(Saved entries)
= = = =

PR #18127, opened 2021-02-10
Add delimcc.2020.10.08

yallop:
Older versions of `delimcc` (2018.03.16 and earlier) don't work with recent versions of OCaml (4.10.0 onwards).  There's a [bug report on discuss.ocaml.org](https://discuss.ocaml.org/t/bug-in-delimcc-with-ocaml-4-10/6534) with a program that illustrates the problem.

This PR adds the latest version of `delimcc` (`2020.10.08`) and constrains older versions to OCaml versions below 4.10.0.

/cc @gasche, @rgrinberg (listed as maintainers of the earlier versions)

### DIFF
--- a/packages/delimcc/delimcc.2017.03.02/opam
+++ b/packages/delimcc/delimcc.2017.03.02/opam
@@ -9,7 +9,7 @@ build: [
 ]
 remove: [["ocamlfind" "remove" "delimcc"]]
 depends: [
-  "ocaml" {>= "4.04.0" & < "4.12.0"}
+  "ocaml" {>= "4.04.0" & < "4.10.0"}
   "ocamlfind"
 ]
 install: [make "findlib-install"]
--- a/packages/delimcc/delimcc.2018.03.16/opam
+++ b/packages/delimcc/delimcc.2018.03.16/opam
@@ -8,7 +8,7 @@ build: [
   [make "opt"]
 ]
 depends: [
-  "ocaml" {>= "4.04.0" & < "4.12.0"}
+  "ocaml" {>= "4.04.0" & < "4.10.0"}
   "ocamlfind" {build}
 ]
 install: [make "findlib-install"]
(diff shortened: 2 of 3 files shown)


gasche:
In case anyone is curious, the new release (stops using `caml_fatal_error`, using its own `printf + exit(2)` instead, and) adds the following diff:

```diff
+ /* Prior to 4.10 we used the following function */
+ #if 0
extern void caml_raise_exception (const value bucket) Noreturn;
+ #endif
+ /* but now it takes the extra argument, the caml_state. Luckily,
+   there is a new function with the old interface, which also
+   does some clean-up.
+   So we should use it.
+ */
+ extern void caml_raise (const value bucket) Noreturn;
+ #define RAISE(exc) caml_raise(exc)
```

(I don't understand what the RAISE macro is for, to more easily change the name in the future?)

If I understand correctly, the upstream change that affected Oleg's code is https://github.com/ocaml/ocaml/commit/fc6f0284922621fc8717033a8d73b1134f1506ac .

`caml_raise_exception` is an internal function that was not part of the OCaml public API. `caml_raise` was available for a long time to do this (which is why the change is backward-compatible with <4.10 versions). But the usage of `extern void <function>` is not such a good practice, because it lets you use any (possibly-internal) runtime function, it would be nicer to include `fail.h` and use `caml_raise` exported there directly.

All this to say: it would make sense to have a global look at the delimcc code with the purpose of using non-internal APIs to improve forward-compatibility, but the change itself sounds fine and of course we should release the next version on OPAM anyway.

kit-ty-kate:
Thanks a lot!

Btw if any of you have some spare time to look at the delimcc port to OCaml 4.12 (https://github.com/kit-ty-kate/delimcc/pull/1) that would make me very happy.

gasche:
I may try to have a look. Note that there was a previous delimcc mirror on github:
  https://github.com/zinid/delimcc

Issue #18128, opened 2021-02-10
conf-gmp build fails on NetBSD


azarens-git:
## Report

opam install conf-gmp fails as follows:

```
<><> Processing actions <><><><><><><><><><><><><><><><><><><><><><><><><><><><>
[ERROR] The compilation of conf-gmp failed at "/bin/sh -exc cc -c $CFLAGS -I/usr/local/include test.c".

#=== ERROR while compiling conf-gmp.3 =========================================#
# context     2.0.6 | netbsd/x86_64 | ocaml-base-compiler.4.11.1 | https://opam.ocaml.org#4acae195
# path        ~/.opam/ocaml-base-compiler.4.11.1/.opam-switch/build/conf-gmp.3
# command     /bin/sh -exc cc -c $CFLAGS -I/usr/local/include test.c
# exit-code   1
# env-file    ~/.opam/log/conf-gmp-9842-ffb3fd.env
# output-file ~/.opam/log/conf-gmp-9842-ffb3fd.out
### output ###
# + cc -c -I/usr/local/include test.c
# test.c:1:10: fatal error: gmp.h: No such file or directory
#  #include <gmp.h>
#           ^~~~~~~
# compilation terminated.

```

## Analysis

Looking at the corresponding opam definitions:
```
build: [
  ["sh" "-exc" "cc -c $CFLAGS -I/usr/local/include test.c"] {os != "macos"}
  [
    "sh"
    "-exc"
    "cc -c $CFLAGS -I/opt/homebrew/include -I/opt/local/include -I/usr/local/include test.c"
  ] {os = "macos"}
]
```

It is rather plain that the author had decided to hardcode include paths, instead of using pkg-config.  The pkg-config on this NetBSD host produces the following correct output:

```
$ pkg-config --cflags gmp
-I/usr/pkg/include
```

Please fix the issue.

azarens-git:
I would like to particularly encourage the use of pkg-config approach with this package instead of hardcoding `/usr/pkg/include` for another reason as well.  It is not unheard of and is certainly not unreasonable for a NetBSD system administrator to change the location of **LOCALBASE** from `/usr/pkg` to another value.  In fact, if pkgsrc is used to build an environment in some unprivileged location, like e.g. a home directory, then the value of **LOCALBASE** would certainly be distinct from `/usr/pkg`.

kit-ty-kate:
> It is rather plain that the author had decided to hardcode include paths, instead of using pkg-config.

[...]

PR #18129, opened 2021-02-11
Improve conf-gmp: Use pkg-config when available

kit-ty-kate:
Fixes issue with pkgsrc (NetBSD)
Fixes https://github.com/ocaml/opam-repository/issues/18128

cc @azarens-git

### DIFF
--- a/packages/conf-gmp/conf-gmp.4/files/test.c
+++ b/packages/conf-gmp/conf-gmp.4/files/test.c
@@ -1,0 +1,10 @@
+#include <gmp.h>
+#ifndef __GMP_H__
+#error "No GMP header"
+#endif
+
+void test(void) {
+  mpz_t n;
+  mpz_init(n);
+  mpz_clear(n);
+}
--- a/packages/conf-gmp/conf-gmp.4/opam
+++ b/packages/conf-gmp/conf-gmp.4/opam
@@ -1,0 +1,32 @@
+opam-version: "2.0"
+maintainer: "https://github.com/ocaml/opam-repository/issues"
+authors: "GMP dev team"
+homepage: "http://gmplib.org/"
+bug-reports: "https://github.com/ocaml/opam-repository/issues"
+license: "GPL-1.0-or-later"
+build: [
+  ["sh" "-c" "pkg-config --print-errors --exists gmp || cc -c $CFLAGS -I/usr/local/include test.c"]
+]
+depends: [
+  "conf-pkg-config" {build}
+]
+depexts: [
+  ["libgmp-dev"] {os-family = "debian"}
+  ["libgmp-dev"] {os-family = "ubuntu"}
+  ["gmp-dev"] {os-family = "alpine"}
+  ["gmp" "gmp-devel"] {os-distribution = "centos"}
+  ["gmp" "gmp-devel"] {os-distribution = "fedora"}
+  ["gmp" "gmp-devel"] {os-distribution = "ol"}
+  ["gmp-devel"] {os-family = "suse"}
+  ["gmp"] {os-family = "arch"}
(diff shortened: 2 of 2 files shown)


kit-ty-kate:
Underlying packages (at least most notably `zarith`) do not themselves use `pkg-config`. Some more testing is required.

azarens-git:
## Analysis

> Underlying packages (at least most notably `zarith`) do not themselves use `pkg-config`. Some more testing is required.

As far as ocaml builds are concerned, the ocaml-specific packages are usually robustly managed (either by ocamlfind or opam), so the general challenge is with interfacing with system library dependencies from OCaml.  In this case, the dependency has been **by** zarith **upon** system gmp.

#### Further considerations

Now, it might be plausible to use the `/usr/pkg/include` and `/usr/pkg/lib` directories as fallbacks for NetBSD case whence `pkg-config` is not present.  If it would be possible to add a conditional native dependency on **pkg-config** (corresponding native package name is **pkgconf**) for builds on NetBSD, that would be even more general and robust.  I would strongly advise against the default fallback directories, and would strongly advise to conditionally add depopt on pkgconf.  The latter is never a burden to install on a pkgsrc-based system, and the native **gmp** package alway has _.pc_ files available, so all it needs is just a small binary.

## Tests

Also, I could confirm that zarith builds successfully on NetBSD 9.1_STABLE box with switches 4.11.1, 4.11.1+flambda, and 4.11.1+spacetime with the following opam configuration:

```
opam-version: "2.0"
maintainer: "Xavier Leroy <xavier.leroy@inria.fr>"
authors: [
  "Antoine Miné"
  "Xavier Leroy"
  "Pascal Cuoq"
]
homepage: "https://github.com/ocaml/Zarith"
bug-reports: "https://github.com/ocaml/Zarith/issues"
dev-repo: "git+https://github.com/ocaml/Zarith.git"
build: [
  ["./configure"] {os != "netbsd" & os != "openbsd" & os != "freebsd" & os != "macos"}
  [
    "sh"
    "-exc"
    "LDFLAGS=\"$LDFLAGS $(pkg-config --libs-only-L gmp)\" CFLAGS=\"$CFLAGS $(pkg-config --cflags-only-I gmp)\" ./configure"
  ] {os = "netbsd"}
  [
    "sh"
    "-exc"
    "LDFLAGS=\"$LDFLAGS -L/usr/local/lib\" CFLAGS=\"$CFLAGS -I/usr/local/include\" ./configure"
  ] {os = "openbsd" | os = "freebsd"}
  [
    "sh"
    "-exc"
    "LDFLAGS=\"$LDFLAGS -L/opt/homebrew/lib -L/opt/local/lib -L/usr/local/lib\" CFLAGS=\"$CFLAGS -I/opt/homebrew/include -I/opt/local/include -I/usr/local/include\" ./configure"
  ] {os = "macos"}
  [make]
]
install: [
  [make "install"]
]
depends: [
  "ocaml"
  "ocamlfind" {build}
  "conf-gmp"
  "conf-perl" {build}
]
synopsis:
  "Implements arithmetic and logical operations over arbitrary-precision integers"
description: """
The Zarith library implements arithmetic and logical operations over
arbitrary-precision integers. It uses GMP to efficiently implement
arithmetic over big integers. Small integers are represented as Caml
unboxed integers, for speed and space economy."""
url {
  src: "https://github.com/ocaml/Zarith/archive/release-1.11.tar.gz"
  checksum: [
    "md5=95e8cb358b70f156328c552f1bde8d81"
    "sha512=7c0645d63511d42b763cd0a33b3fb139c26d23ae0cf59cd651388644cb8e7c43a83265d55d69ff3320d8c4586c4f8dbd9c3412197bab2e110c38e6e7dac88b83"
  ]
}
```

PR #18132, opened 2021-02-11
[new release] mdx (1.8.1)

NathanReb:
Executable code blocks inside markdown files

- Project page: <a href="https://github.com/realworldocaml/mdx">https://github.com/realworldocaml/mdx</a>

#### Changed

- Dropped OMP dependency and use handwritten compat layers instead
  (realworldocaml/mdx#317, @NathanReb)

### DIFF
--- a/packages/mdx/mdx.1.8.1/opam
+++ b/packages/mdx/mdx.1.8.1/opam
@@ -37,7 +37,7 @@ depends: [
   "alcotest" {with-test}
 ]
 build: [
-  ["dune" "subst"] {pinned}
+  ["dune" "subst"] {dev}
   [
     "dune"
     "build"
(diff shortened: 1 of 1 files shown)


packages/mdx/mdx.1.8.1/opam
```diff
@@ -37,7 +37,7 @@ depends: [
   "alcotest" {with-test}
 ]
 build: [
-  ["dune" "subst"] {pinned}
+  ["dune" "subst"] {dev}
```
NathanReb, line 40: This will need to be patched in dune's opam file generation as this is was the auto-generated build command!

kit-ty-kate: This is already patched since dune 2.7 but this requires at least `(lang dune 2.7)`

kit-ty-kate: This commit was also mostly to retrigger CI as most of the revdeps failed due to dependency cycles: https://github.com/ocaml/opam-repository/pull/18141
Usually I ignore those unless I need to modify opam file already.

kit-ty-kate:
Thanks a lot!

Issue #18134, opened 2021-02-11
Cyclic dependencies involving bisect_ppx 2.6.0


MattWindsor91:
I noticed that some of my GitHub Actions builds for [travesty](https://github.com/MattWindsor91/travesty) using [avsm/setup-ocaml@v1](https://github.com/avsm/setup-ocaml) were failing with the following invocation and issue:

= = = =

Scan the data above and report each line in which "compilation" is present.

[ERROR] The compilation of conf-gmp failed at "/bin/sh -exc cc -c $CFLAGS -I/usr/local/include test.c".
# compilation terminated.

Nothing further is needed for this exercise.